От общих замечаний перейдем к идеям г-на Мережковского. Он считает, что только тот человек заслуживает внимания и уважения, который сознательно и прямолинейно стремится создать религию. В этом коренится и его уважение к Наполеону: «Да, — пишет он, — в эгоизме Наполеона, безумном или животном, с точки зрения нравственности „позитивной“, не желающей быть и не смеющей не быть „христианской“, скрывается, с иной точки зрения, нечто высшее, потустороннее, первозданное, премирное, религиозное: „Я создавал религии“. — Как будто не себя он любит в себе, а ему самому еще неоткрывшееся, неведомое».[232] Правда, г-н Мережковский недолго верит Наполеону и со свойственным ему чарующим непостоянством, через 35 страниц, приводя вновь слова Наполеона: «я создавал религию», уже не придает им большого значения. «Ну, конечно, — говорит он, — никакой религии Наполеон не создавал, а, если и создавал, то не создал и не мог создать».[233] Тут и форшлаг «ну, конечно» годится, тут и трель и даже самое продолжительное фермато было бы кстати. А уместнее всего была бы ссылка на 41 страницу, где утверждается противное. Таким образом, как я уже заметил, г-н Мережковский достиг бы высшей цели, какая только возможна в настоящее время в литературе — провозглашения свободы человеческого суждения от всего, навязанного извне.

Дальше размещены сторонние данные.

PR #178, opened 2023-04-14
fix: Make sure variable name is properly referenced

colder-is-better:
Encase legal_docs.transfer_form.name in double curly brackets, so the variable value is used in the provided URL (legal_docs.transfer_form.url).

While we're at it, apply the one-sentence-per-line policy and introduce some minor changes to syntax and prose.

### DIFF
--- a/docs/howto/account-billing/change-billing-data.md
+++ b/docs/howto/account-billing/change-billing-data.md
@@ -1,29 +1,21 @@
 # Changing your account billing data
 
-Via [{{gui}}](https://{{gui_domain}}) you can change the contact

Вторым великим качеством Наполеона г-н Мережковский считает его убеждение, что власть его, хотя она и добыта им силой, собственно, все-таки дана ему Богом. И он, с восторгом, десятки раз повторяет сказанную Наполеоном фразу: «Dio mi la dona, guai a chi la tocca».[234]
Но если пошло на убеждения, то я позволю себе высказать убеждения прямо противоположные. Я считаю, что никто из людей не вправе создавать религию и что тут нечего создавать. Ибо одно из двух: либо Бог есть — и тогда религия дана нам Библией; либо Бога нет — тогда нам с Мережковским лучше всего замолчать. Что же касается Наполеонов, то в обоих случаях их деятельность — только возвышенное комедианство и кривлянье, которое с таким неподражаемым искусством изображено в «Войне и мире» гр. Толстым — одним из тех русских людей, который — что бы про него ни говорили — все-таки больше всех других сделал для разрушения престижа господствующих ныне научно-позитивных идей. А к этому и только к этому и сводится в настоящее время истинное дело тех, кто хочет оберечь религию от всепобеждающей обыденности. Обыденность тем и страшна, что она умеет все эксплуатировать в свою пользу и не раз уже обесценивала высшие религиозные истины, заставляя их служить своим целям. И далее, на мой взгляд, утверждения вроде тех, которые скрываются в итальянской фразе Наполеона, не только не свидетельствуют об особой близости человека к Богу и о серьезных религиозных исканиях, но наоборот, указывают на совершенный религиозный индифферентизм. Ибо вообразить себе, что первенство на земле, хотя добытое и собственными силами, а не по праву рождения, есть признак первенства также и перед Богом — значит забыть величайшее слово Евангелия о том, что первые здесь будут последними там… Когда Толстой писал о Наполеоне, он исходил из этой великой мысли (о которой, к слову сказать, г-н Мережковский ни разу в своей книге не вспомнил) — и опровергать его цитатами из Тэна не приходится. Чтоб окончательно противопоставить свое убеждение убеждениям г-на Мережковского, я скажу: страницы «Войны и мира», посвященные Наполеону — суть слава и гордость русской литературы.
Пусть, однако, читатель не думает, что я имею целью защищать писательскую репутацию гр. Толстого. Нет, к счастью, в этом надобности не представляется. Здесь речь идет о г-не Мережковском и о его «религии» — и только об этом. Я хочу установить тот факт, что г-н Мережковский под видом религии предложил нам пользующийся ныне в Европе таким исключительным успехом обыкновенный морализирующий идеализм. Почти каждая страница его книги служит тому доказательством.